I've also had problems with guppies until I got a 55G then they have lived longer, but they still seem to die off. I believe its because they are so overbred and because of the distributor. I like to add some salt to my tanks to keep all healthy. Also I give mine a variety of food which seems to help. 
Guppies seem to be sensitive to nitrate and ammonia as Chiclid man said so its important that they are not overcrowed.


----------



## Courtney

Ok, thanks , Um i may get a test kit cause now i am just curios on what my Nitrate and stuff is, my Amonia shoudlnt be to high cause i have Amonia remover in my filter, but so far my guppies are doing good, i did have some die, but i guess thats normal, cause you said they are overbreeding and inbreeding, and stuff, But i cant add salt i have Dojo loaches and they dont have scales they have skin and cant stand salt, other then that i would add it but cant, Thanks again for the help if there is anything else feel free to post it,


----------



## Damon

Take the ammoia remover out. It does more harm than good. An ion exchange resin transfers sodium to the tank, or a substance that converts ammonia to ammonium. Less harmful but still bad. A properly cycled tank will not need it.


----------



## Courtney

well see um Simpte, i dont know if it was properly cycled becaused um, it was set up about 4 and a half years ago, Way before i ever found this forum and knew about cycling, so all i did then was add water, gravel, plants and filter and airstone and power head and added fish, so, i dont think it was cycled, and why is the amonia remover bad, it removes the amonia the fish produce, it isnt in the tank and i rinsed the bag before adding it to the filter like always, so isnt it ok, cause my filter calls for it to be in there and it hasnt hurt my fish yet that i can see of,


----------



## Fish n chips

Guppys like slightly brackish water and are not good cycling fish


----------



## Cichlid Man

Actually, guppies are very hardy and don't need brakish water. Mollies need brakish water and aren't good cycling fish though.


----------



## osteoporoosi

all livebearers prefer semi hard-hard and alkalinous water.
An easy trick is to harden the water.


----------



## Courtney

Well i cant make the water harder cause my other fish cant take it, i have always keptGuppies & mollies Specificly ballon mollies & Fancy guppies in freshwater, they scratch every now and then and freak out some times, but, they are healthy and seem happy other then that, they live with Dojo's , Cories, and i think Kuhli's if they are alive still, but i dont know havent seen the kulhi's for awhile, and they also live with a pair or Farlowella's, so i cant make the water Brackish, nor can i make it harder, Nor will i get rid of them... :roll:


----------



## Melody

*Actually ACTUALLY...lol...the truth is just beginning to come out about livebearers.

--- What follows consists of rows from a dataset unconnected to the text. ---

PR #1125, opened 2023-02-16
Fix several small issues with shared caching

JakeSiFive:
These were all known issues that we haven't hit testing against real code yet but which I believe will come up. At this time this represents all known bugs with shared caching. The next step is to test it more widely on more code and to fuzz test the cache type in C++.

Issues fixed:
* Output directories would be ignored so if a tool created a directory with a non-standard mode or if it that created a directory that contained no files that directory would not be created. We now store these in the cache database and recreate them faithfully. If we did have to hash them they would hash to all zeros but we don't need to do that.
* Symlinks would have been hashed to the content of the file they pointed to and the content of the file they pointed to would have been copied instead. We store the readlink value in the cache database and recreate these faithfully now. We don't have to worry about hashing these because on input they're handled like anything else and on output shim-wake will later hash them instead of us.
* We had some code to speed up hashing of files by doing them in parallel but that introduced new threads which would mess with signal handling. I undid this. We took a big performance hit (on one real example we went from taking 22 seconds to 45 seconds). This is unfortunate but not a deal breaker since its still saving time over what would be a 10 minute job otherwise. We can optimize things later.

### DIFF
--- a/.gitignore
+++ b/.gitignore
@@ -39,8 +39,3 @@ compile_commands.json
 *.swp
 *.swo
 *.swn
-/tests/job-cache/symlink-dir/bar/
-tests/job-cache/symlink-dir/test.txt
-tests/job-cache/basic-fetch/test.txt
-tests/job-cache/dup-output/test1.txt
-tests/job-cache/dup-output/test2.txt
--- a/.gitignore
+++ b/.gitignore
@@ -2,7 +2,9 @@ manifest.wake
 *.o
 .build
 .fuse*
-/.job-cache
+.cache-hit
+.cache-misses
+.job-cache
 compile_commands.json
 /.compile_commands
 /.vscode/*.log
@@ -37,3 +39,8 @@ compile_commands.json
 *.swp
 *.swo
 *.swn
+/tests/job-cache/symlink-dir/bar/
+tests/job-cache/symlink-dir/test.txt
+tests/job-cache/basic-fetch/test.txt
+tests/job-cache/dup-output/test1.txt
+tests/job-cache/dup-output/test2.txt
--- a/src/job-cache/job-cache.cpp
+++ b/src/job-cache/job-cache.cpp
@@ -1163,48 +1163,32 @@ wcl::optional<MatchingJob> Cache::read(const FindJobRequest &find_request) {
   // The MatchingJob is currently using sandbox paths.
   // We need to redirect those sandbox paths to non-sandbox paths
   // here we redirect the output files.
+  auto redirect_path = [&find_request](std::string& path) {
+    std::vector<std::string> output_path_vec = split_path(path);
+    auto pair = find_request.dir_redirects.find_max(output_path_vec.begin(), output_path_vec.end());
+    if (!pair.first) return;
+    std::string rel_path = join('/', pair.second, output_path_vec.end());
+    path = wcl::join_paths(*pair.first, rel_path);
+  };
+
   for (auto &output_file : result->output_files) {
-    std::vector<std::string> output_path_vec = split_path(output_file.path);
-    auto pair = find_request.dir_redirects.find_max(output_path_vec.begin(), output_path_vec.end());
-    if (!pair.first) continue;
-    std::string rel_path = join('/', pair.second, output_path_vec.end());
-    output_file.path = wcl::join_paths(*pair.first, rel_path);
+    redirect_path(output_file.path);
   }
 
-  // Similarly, we need to redirect the output directories.
   for (auto &output_dir : result->output_dirs) {
-    std::vector<std::string> output_path_vec = split_path(output_dir.path);
-    auto pair = find_request.dir_redirects.find_max(output_path_vec.begin(), output_path_vec.end());
-    if (!pair.first) continue;
-    std::string rel_path = join('/', pair.second, output_path_vec.end());
-    output_dir.path = wcl::join_paths(*pair.first, rel_path);
+    redirect_path(output_dir.path);
   }
 
-  // Ditto but for output symlinks
   for (auto &output_symlink : result->output_symlinks) {
-    std::vector<std::string> output_path_vec = split_path(output_symlink.path);
-    auto pair = find_request.dir_redirects.find_max(output_path_vec.begin(), output_path_vec.end());
-    if (!pair.first) continue;
-    std::string rel_path = join('/', pair.second, output_path_vec.end());
-    output_symlink.path = wcl::join_paths(*pair.first, rel_path);
+    redirect_path(output_symlink.path);
   }
 
-  // Ditto but for the input files
   for (auto &input_file : result->input_files) {
-    std::vector<std::string> path_vec = split_path(input_file);
-    auto pair = find_request.dir_redirects.find_max(path_vec.begin(), path_vec.end());
-    if (!pair.first) continue;
-    std::string rel_path = join('/', pair.second, path_vec.end());
-    input_file = wcl::join_paths(*pair.first, rel_path);
+    redirect_path(input_file);
   }
 
-  // Finally, same thing but for the output directories.
   for (auto &input_dir : result->input_dirs) {
-    std::vector<std::string> path_vec = split_path(input_dir);
-    auto pair = find_request.dir_redirects.find_max(path_vec.begin(), path_vec.end());
-    if (!pair.first) continue;
-    std::string rel_path = join('/', pair.second, path_vec.end());
-    input_dir = wcl::join_paths(*pair.first, rel_path);
+    redirect_path(input_dir);
   }
 
   // TODO: We should really return a different thing here
--- a/src/job-cache/job-cache.cpp
+++ b/src/job-cache/job-cache.cpp
@@ -21,6 +21,34 @@
 
 #include "job-cache.h"
 
+#include <errno.h>
+#include <fcntl.h>
+#include <json/json5.h>
+#include <sqlite3.h>
+#include <stdio.h>
+#include <stdlib.h>
+#include <string.h>
+#include <sys/file.h>
+#include <sys/ioctl.h>
+#include <sys/stat.h>
+#include <unistd.h>
+#include <util/execpath.h>
+#include <util/mkdir_parents.h>
+#include <util/term.h>
+#include <wcl/defer.h>
+#include <wcl/filepath.h>
+#include <wcl/trie.h>
+#include <wcl/xoshiro_256.h>
+
+#include <algorithm>
+#include <future>
+#include <iostream>
+#include <map>
+#include <random>
+#include <thread>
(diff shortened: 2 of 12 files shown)


src/job-cache/job-cache.cpp
```diff
@@ -86,35 +87,30 @@ static void rmdir_no_fail(const char *dir) {
 // supported by the filesystem it copies instead.
 #ifdef __APPLE__
```
mmjconolly, line 89: I'd have assumed that the shared-cache were linux-only, as the macos implementation of wakebox can't hide the .fuse directory when a payload command resolves an absolute path

JakeSiFive: The shared cache itself should be able to work on mac but that may be an issue that I was about to spend a lot time debugging. The tests failed when they ran on mac despite succeeding on the tarball step. I guess I need to update these tests to pass without testing on mac.

JakeSiFive: Thanks for the heads up!

JakeSiFive:
BTW, on the slow down. The machine I was testing on was actually loaded. Reads should be just as fast. I was thinking about it but the hashing only happens on write not on read so there should be no slow down on read and I'm not sure we care too much about the slow down on write since the write is non-blocking.

tests/job-cache/basic-fetch/pass.sh
```diff
@@ -0,0 +1,24 @@
+#! /bin/sh
+
+if [ $(uname) = Darwin ] ; then
```
mmjconolly, line 3:
```suggestion
if [ $(uname) != Linux ] ; then
```

JakeSiFive: Good call, thanks!

src/job-cache/job-cache.h
```diff
@@ -128,6 +138,9 @@ struct AddJobRequest {
   std::vector<InputFile> inputs;
   std::vector<InputDir> directories;
   std::vector<OutputFile> outputs;
+  // TODO: Add mode to avoid having to fstat again
```
V-FEXrt, line 141: this is done no?

src/job-cache/job-cache.cpp
```diff
@@ -90,25 +138,44 @@ static void copy(int src_fd, int dst_fd) {
...
+  size_t size = buf.st_size;
+  do {
+    intptr_t written = sendfile(dst_fd, src_fd, &idx, size);
+    if (written < 0) {
+      log_fatal("sendfile(src_fd = %d, NULL, dst_fd = %d, size = %d, 0): %s", src_fd, dst_fd,
+                buf.st_size, strerror(errno));
+    }
+    idx = written;
+    size -= written;
+  } while (size != 0);
```
V-FEXrt, line 171: this looks eerily similar to writing a raw NAND device driver lol

src/job-cache/job-cache.cpp
```diff
@@ -759,33 +901,51 @@ AddJobRequest::AddJobRequest(const JAST &job_result_json) {
   //       need this loop. Since this job was just run, wake
   //       will eventually hash all these files so the fact
   //       that we have to re-hash them here is a shame.
-  // TODO: It is incorrect to do this all async without signal
-  //       handling being done correctly.
   // TODO: This code does not handle directories or symlinks correctly
-  std::vector<std::future<OutputFile>> future_outputs;
-
+  // TODO: Use aio_read and do these hashes online and interleaveed
+  //       so that the IO can be in parallel despite the hasing being
```
V-FEXrt, line 906: typo: `hasing` -> `hashing`

src/job-cache/job-cache.cpp
```diff
@@ -759,33 +901,51 @@ AddJobRequest::AddJobRequest(const JAST &job_result_json) {
...
+        log_fatal("readlink(%s): %s", src.c_str(), strerror(errno));
+      }
+      sym.path = output_file.second.get("path").value;
+      sym.value = std::string(link, link + size);
+      output_symlinks.emplace_back(std::move(sym));
+      continue;
+    }
+
+    // Handle regular files but ignore everything else.
+    if (!S_ISREG(buf.st_mode)) continue;
```
V-FEXrt, line 941: Do we expect a bunch of things that aren't dirs, links, or regular files? 

if not, might be good to add a debug warning before the continue

src/job-cache/job-cache.h
JakeSiFive, line 141: Ah crap I did this one already, I'll remove that TODO before this lands.

src/job-cache/job-cache.cpp
```diff
@@ -915,35 +1085,68 @@ wcl::optional<MatchingJob> Cache::read(const FindJobRequest &find_request) {
...
+    std::string output_path = wcl::join_paths(output_dir, rel_path);
+    std::vector<std::string> output_path_vec = split_path(output_path);
+    return std::make_pair<std::string, std::vector<std::string>>(std::move(output_path),
+                                                                 std::move(output_path_vec));
+  };
+
   if (success) {
-    // Now copy/reflink all files into their final place
+    // First output all the directories (assumed to be sorted by length).
+    // This ensures that all directories are already made witht the
```
V-FEXrt, line 1109: typo: `witht` -> `with`

src/job-cache/job-cache.cpp
```diff
@@ -915,35 +1085,68 @@ wcl::optional<MatchingJob> Cache::read(const FindJobRequest &find_request) {
...
+    // expected mode.
+    for (const auto &output_dir : result->output_dirs) {
+      // Rewrite the path based on the avliable rewrites
```
V-FEXrt, line 1112: typo: `avliable` -> `available`

src/job-cache/job-cache.cpp
```diff
@@ -915,35 +1085,68 @@ wcl::optional<MatchingJob> Cache::read(const FindJobRequest &find_request) {
...
-      } else {
-        const auto &output_dir = *pair.first;
-        const auto &rel_path = join('/', pair.second, path_vec.end());
-        std::string output_path = wcl::join_paths(output_dir, rel_path);
-        std::vector<std::string> output_path_vec = split_path(output_path);
-        mkdir_all(output_path_vec.begin(), output_path_vec.end());
-        copy_or_reflink(tmp_file.c_str(), output_path.c_str(), mode);
-      }
+
+      // Rewrite the path based on the avliable rewrites
```
V-FEXrt, line 1125: typo: `avliable` -> `available`

src/job-cache/job-cache.cpp
```diff
@@ -968,6 +1171,22 @@ wcl::optional<MatchingJob> Cache::read(const FindJobRequest &find_request) {
...
+  }
+
+  for (auto &output_symlink : result->output_symlinks) {
+    std::vector<std::string> output_path_vec = split_path(output_symlink.path);
+    auto pair = find_request.dir_redirects.find_max(output_path_vec.begin(), output_path_vec.end());
+    if (!pair.first) continue;
+    std::string rel_path = join('/', pair.second, output_path_vec.end());
+    output_symlink.path = wcl::join_paths(*pair.first, rel_path);
+  }
+
```
V-FEXrt, line 1189: what is this code doing?

JakeSiFive: This is one of those times you're baiting me to add a comment huh ;)

These rename sandbox paths into non-sandbox paths. The paths that I expect in the json are sandbox absolute paths and thats also what I store in the database. The paths outside the sandbox are generally relative. You can add redirects to redirect any sandbox path to a non-sandbox location. For instance you can redirect "/workspace" to "./"

src/job-cache/job-cache.cpp
JakeSiFive: No I don't think so. The only other options are things like devices, character devices (I think that's a terminal?), block devices, and sockets...stuff that you can't cache even if you wanted to and stuff that fuse isn't going to tell us about.

src/job-cache/job-cache.cpp
JakeSiFive: heh. Hopefully we don't have the issue where the first 4 physical blocks were being used for critical stuff and they were getting overloaded because the designers were like "it will probably never have that many cycles on it" and then all of our infra started to fail one by one at the exact same time...yeah that wasn't fun.

src/job-cache/job-cache.h
JakeSiFive: yeah I'll remove it

src/job-cache/job-cache.h
```diff
@@ -116,6 +114,18 @@ struct OutputFile {
...
+
+struct OutputDirectory {
+  std::string path;
+  mode_t mode;
+};
+
+// TODO: Add mode to avoid having to fstat again
+struct OutputSymlink {
+  std::string value;
+  std::string path;
```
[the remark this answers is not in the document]
JakeSiFive: OutputSymlink has the path to the symlink and the value you'd get from calling readlink on that symlink. OutputDirectory just has the path and the permission bits for the directory.

.gitignore
```diff
@@ -37,3 +39,8 @@ compile_commands.json
 *.swp
 *.swo
 *.swn
+/tests/job-cache/symlink-dir/bar/
+tests/job-cache/symlink-dir/test.txt
+tests/job-cache/basic-fetch/test.txt
+tests/job-cache/dup-output/test1.txt
+tests/job-cache/dup-output/test2.txt
```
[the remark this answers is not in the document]
JakeSiFive: That's probably a better idea huh?

src/job-cache/job-cache.cpp
JakeSiFive: I added comments, let me know if that helps.

V-FEXrt: eh goal wasn't directly to bait you into writing a comment but I did have trouble following what it was doing so a comment or function extraction felt reasonable

src/job-cache/job-cache.cpp
JakeSiFive: I can and probably should extract this out into a function.

src/job-cache/job-cache.cpp
V-FEXrt: 👀

src/job-cache/job-cache.cpp
V-FEXrt: I'll not block on it, but I'll strongly urge you to consider it :)

V-FEXrt (approved):

src/job-cache/job-cache.cpp
JakeSiFive: Yeah I already did it and its upload now :) I just had stuff to do this morning so it took me a while to finish.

Mollies don't need brackish water and most captive bred Mollies haven't seen it in generations - Mexican Sailfins do better with some aquarium salt because their ancestors are the Mollies who spend most of their time in it. Other Mollies can live in both in the wild, but are more often found in Fresh water.

Having said that, I have found that all common Livebearers do better with some salt in the tank, but more to keep the conditions that much more sanitary than anything else.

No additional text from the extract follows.